A television camera is positioned 2500 ft from the base of a rocket launching pad. The angle of elevation of the camera has to change at the correct rate in order to keep the rocket in sight. Also the mechanism for focusing the camera has to take into account the increasing distance from the camera to the rising rocket. Let's assume the rocket rises vertically and that its speed is 800 ft/s when it has risen 4000 ft.
How fast is the distance from the camera to the rocket changing in ft/s at that moment?
If the televison camera is always kept aimed at the rocket, how fast is the camera's angle of elevation changing in radians/s at that moment?
To find the rate at which the distance from the camera to the rocket is changing, we can differentiate the equation that relates the distance and time. Let's represent the distance from the camera to the rocket as "d" and the time as "t".
Given that the rocket rises vertically, we can use the equation for distance traveled with constant acceleration:
d = 1/2 * at^2
We are told that the speed of the rocket is 800 ft/s when it has risen 4000 ft. This gives us the initial velocity:
v = 800 ft/s
We also know that the distance from the camera to the rocket at the beginning (when the rocket is on the launching pad) is 2500 ft. So we have:
d = 2500 ft
Now, let's find the acceleration "a" using the information given. We can use the equation for velocity:
v = at
Since we know the velocity (800 ft/s) and the time at which the velocity is achieved (4000 ft), we can substitute those values:
800 ft/s = a * 4000 ft
Solving for "a":
a = 800 ft/s / 4000 ft
a = 0.2 ft/s^2
Now, we can differentiate the equation for distance with respect to time to find how fast the distance is changing:
d/dt (d) = d/dt (1/2 * at^2)
Using the power rule of differentiation:
d/dt (d) = 1/2 * d/dt (at^2)
Differentiating, we have:
d/dt (d) = 1/2 * 2at * dt/dt
Since dt/dt is simply 1:
d/dt (d) = at
Plugging in the values we know, we have:
d/dt (d) = (0.2 ft/s^2) * t
At the moment when the rocket has risen 4000 ft, we can substitute t = 4000 ft / 800 ft/s:
d/dt (d) = (0.2 ft/s^2) * (4000 ft / 800 ft/s)
Simplifying:
d/dt (d) = 1 ft/s
So, at that moment, the distance from the camera to the rocket is changing at a rate of 1 ft/s.
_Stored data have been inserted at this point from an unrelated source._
PR #466, opened 2025-08-06
build: ignore dependabot commits during commitlint

nielspardon:
This PR adds a dependabot config for Gradle and Github Actions dependencies.

I tested it on my fork: https://github.com/nielspardon/substrait-java/pulls

I tried the git submodule config but that is limited in that it does not support further configuration to e.g. only update to tags so I would not use dependabot for the git submodule updates.

I had to modify the `commitlint` configuration to allow the dependabot PRs to bypass the commit linting. The reason is that dependabot PRs create commits where the commit body contains lines longer than 100 characters which is otherwise not allowed by the current `commitlint` config.

### DIFF
--- a/.commitlintrc.js
+++ b/.commitlintrc.js
@@ -1,4 +1,4 @@
-{
+module.exports = {
   "rules": {
     "body-leading-blank": [1, "always"],
     "body-max-line-length": [2, "always", 100],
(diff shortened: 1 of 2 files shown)


nielspardon:
> You might want to configure Dependabot with a [commit message prefix](https://docs.github.com/en/code-security/dependabot/dependabot-version-updates/customizing-dependabot-prs#adding-a-prefix-to-commit-messages) to get closer to the conventional commits format, although it seems to be doing a pretty good job of deriving the format based on previous commits anyway.

good idea. done.

nielspardon:
do you prefer `chore(deps):` or `build(deps):` as the prefix?

vbarua:
`build(deps)` seem reasonable to me. Also TIL that `chore` is no longer part of the Angular convention https://stackoverflow.com/questions/26944762/when-to-use-chore-as-type-of-commit-message

nielspardon:
I changed the commit prefix config to `build(deps): ` and updated the commtilint config to ignore the prefixed commit message style

PR #467, opened 2025-08-07
build: use Gradle version catalog for dependencies and plugins

nielspardon:
The way dependency versions are currently declared is not working well with dependabot. To make it easier for dependabot to detect the dependency versions I suggest to move the dependency versions into a [Gradle version catalog](https://docs.gradle.org/current/userguide/version_catalogs.html) (`libs.versions.toml`).

This PR moves both the dependency and Gradle plugin versions into a version catalog.

### DIFF
--- a/bom/build.gradle.kts
+++ b/bom/build.gradle.kts
@@ -21,30 +21,12 @@ plugins {
 
 val String.v: String get() = rootProject.extra["$this.version"] as String
 
-// Note: Gradle allows to declare dependency on "bom" as "api",
-// and it makes the contraints to be transitively visible
-// However Maven can't express that, so the approach is to use Gradle resolution
-// and generate pom files with resolved versions
-// See https://github.com/gradle/gradle/issues/9866
-
-fun DependencyConstraintHandlerScope.apiv(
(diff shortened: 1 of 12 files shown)


bestbeforetoday (approved):
This is a really nice improvement to dependency version management, and something I was planning to get to myself.

If you haven’t already, it might be worth just checking the publish process (using JReleaser) runs locally without unexpected errors since it is sensitive to how the jreleaser plugin is loaded. You will need a real keys in gpg for signing but the Maven Central credentials should not matter since you don’t actually want to publish anyway; just confirm the process does not fail before it attempts to publish.

```bash
export SIGNING_KEY_ID=...
export SIGNING_PASSWORD=...
export SIGNING_KEY=...
export JRELEASER_MAVENCENTRAL_USERNAME=...
export JRELEASER_MAVENCENTRAL_PASSWORD=...

./gradlew clean
./gradlew publishAllPublicationsToStagingRepository
JRELEASER_MAVENCENTRAL_STAGE=UPLOAD ./gradlew jreleaserDeploy
```

Otherwise looks great to me.

PR #469, opened 2025-08-07
fix(core): update hints to match substrait spec

strausza:
This PR includes the missing fields for `Hint` and adjusts the proto<->java converters accordingly.


core/src/main/java/io/substrait/hint/Hint.java
```diff
@@ -1,21 +1,91 @@
...
+
+  public abstract List<SavedComputation> getSavedComputations();
+
+  public enum ComputationType {
+    COMPUTATION_TYPE_UNSPECIFIED(RelCommon.Hint.ComputationType.COMPUTATION_TYPE_UNSPECIFIED),
+    COMPUTATION_TYPE_HASHTABLE(RelCommon.Hint.ComputationType.COMPUTATION_TYPE_HASHTABLE),
+    COMPUTATION_TYPE_BLOOM_FILTER(RelCommon.Hint.ComputationType.COMPUTATION_TYPE_BLOOM_FILTER),
+    COMPUTATION_TYPE_UNKNOWN(RelCommon.Hint.ComputationType.COMPUTATION_TYPE_UNKNOWN);
+
+    private RelCommon.Hint.ComputationType proto;
```
vbarua: minor: this can be made `final`

core/src/main/java/io/substrait/relation/ProtoRelConverter.java
```diff
@@ -882,14 +887,56 @@ protected static Optional<Rel.Remap> optionalRelmap(io.substrait.proto.RelCommon
...
+    if (hint.hasConstraint()) {
+      io.substrait.proto.RelCommon.Hint.RuntimeConstraint constraint = hint.getConstraint();
+      io.substrait.hint.ImmutableRuntimeConstraint.Builder constraintBuilder =
+          RuntimeConstraint.builder();
+      if (constraint.hasAdvancedExtension()) {
+        constraintBuilder.extension(advancedExtension(constraint.getAdvancedExtension()));
+      }
+      builder.runtimeConstraint(constraintBuilder.build());
+    }
+    if (!hint.getLoadedComputationsList().isEmpty()) {
```
vbarua: minor: I think you can omit the `!hint.getLoadedComputationsList().isEmpty()` check here, because the default value for this when it is not set is the empty list. It should always be valid to call `.forEach`.

This also applies to the processing for `getSavedComputationsList()` below.

core/src/test/java/io/substrait/relation/ProtoRelConverterTest.java
```diff
@@ -130,28 +137,66 @@ void extensionTable() {
...
+      builder.rowCount(42).recordSize(42);
+      if (includeEmptyOptimization) {
+        builder.extension(AdvancedExtension.builder().addOptimizations().build());
+      }
+      return builder.build();
+    }
+
+    LoadedComputation getLoadedComputation() {
+      return LoadedComputation.builder()
+          .computationId(0)
```
vbarua: Let's use id `1` here instead of `0`. `0` is the default value for the field if it's not set in the protobuf, so a non-zero field is better for checking conversion logic. Also, `1` lines up better semantically with your saved computation below which uses value `1` (i.e. we should load an existing computation).

core/src/test/java/io/substrait/relation/ProtoRelConverterTest.java
```diff
@@ -130,28 +137,66 @@ void extensionTable() {
...
+          .computationType(ComputationType.COMPUTATION_TYPE_UNSPECIFIED)
```
vbarua: As above, let's use a non UNSPECIFIED value for this. UNSPECIFIED is also a default value if none is set. We should set the same computation type here as below.

core/src/test/java/io/substrait/relation/ProtoRelConverterTest.java
```diff
@@ -130,28 +137,66 @@ void extensionTable() {
...
+          .build();
+    }
+
+    RuntimeConstraint getRuntimeConstraint(boolean includeEmptyOptimization) {
+      ImmutableRuntimeConstraint.Builder builder = RuntimeConstraint.builder();
+      if (includeEmptyOptimization) {
+        builder.extension(AdvancedExtension.builder().addOptimizations().build());
+      }
+      return builder.build();
+    }
```
vbarua, line 169: minor: let's change all the `get` methods to `create`. You're not really getting any of these objects, you're creating them.

core/src/test/java/io/substrait/relation/ProtoRelConverterTest.java
```diff
@@ -130,28 +137,66 @@ void extensionTable() {
...
     @Test
-    void relWithHint() {
-      Rel relWithHints =
-          NamedScan.builder()
-              .from(commonTable)
-              .hint(Hint.builder().addOutputNames("Test hint").build())
+    void relWithCompleteHint() {
+      // Note, we must leave the advancedExtensions empty, otherwise the conversion fails (see tests
+      // for advancedExtensions above). However, this still tests whether they are correctly
+      // propagated for the hints.
```
vbarua: I don't fully understand this comment. You are setting advanced extensions in a bunch of the components below when you pass `true` to your constructors aren't you?

vbarua (commented):
Left some minor comments, but overall this looks great. Thanks for adding this, it's super thorough.

core/src/test/java/io/substrait/relation/ProtoRelConverterTest.java
strausza: I agree with not using defaults.

I've had different values there as Saved/LoadedComputation share the same field names which easily allows for typos (see [here](https://github.com/substrait-io/substrait-java/compare/c7cc2cd9a7114e0e541cb82a08c6fa7c1e99e8ec..e5a11955b779af798087eda36047d61023e36f31)...) and using the same values wouldn't catch this. I've added now two more tests, checking them separately.

core/src/main/java/io/substrait/relation/ProtoRelConverter.java
strausza: fixed

core/src/test/java/io/substrait/relation/ProtoRelConverterTest.java
strausza: fixed

core/src/test/java/io/substrait/relation/ProtoRelConverterTest.java
strausza: this was obselete, now removed, sorry.

core/src/test/java/io/substrait/relation/ProtoRelConverterTest.java
```diff
@@ -130,28 +137,100 @@ void extensionTable() {
   @Nested
   class HintsTest {
 
+    Stats getStats(boolean includeEmptyOptimization) {
```
vbarua: minor: `createStats` instead of `getStats`

strausza: I missed this, sorry. Fixed now.

PR #473, opened 2025-08-11
feat(isthmus): add method converting SQL to POJO Plan

nielspardon:
I noticed that #432 could benefit from this refactoring.

BREAKING CHANGE: deprecates SqlToSubstrait.execute()

- adds a new `convert()` method to `SqlToSubstrait` which converts a SQL statements string to a POJO `Plan` instead of a proto `Plan`
- deprecates the `execute()` method in `SqlToSubstrait` which converts a SQL statements string to a proto `Plan`
- changes any uses of `execute()` in the code to `convert()`
- removes the `@VisibleForTesting` annotation from `SqlToSubstrait.createSqlToRelConverter()` and `SqlToSubstrait.getBestExpRelRoot()` since they are not actually used in testing and makes them `protected` instead of package private
- adds `@VisibleForTesting` annotation to `SqlToSubstrait.sqlToRelNode()` which is actually still used in testing
- changes the `TpcdsQueryTest` and `TpchQueryTest` to test POJO to SQL and PROTO to SQL separately since I noticed that TPC-DS query 67 only fails for PROTO to SQL but started working to POJO to SQL

### DIFF
--- a/isthmus-cli/src/main/java/io/substrait/isthmus/cli/IsthmusEntryPoint.java
+++ b/isthmus-cli/src/main/java/io/substrait/isthmus/cli/IsthmusEntryPoint.java
@@ -10,6 +10,7 @@ import io.substrait.isthmus.ImmutableFeatureBoard;
 import io.substrait.isthmus.SqlExpressionToSubstrait;
 import io.substrait.isthmus.SqlToSubstrait;
 import io.substrait.isthmus.sql.SubstraitCreateStatementParser;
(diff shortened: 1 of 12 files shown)


vbarua (approved):
Changes look good to me. This in inpsired me to push through my own changes extending these. I'll open a PR for those shortly.

Also, I don't believe this a breaking change as you've only deprecated the method, not removed it.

Now let's find the rate at which the angle of elevation of the camera is changing in radians/s. To do this, we need to use the concept of similar triangles.
Let's represent the angle of elevation as "θ" and the distance between the camera and the rocket as "d".
From the problem, we know that the rocket rises vertically, so the angle of elevation of the camera remains constant.
Now, let's consider a small change in distance "dd" and a small change in angle "dθ". The relationship between these changes can be represented using the concept of tangent:
tan(dθ) = dd / d
We can rearrange this equation to solve for dθ:
dθ = tan^(-1)(dd / d)
To find the rate at which the angle of elevation is changing, we need to differentiate this equation with respect to time:
dθ/dt = d/dt (tan^(-1)(dd / d))
Using the chain rule of differentiation, we get:
dθ/dt = (1 / (1 + (dd / d)^2)) * (d/dd (dd / d)) * (dd / dt)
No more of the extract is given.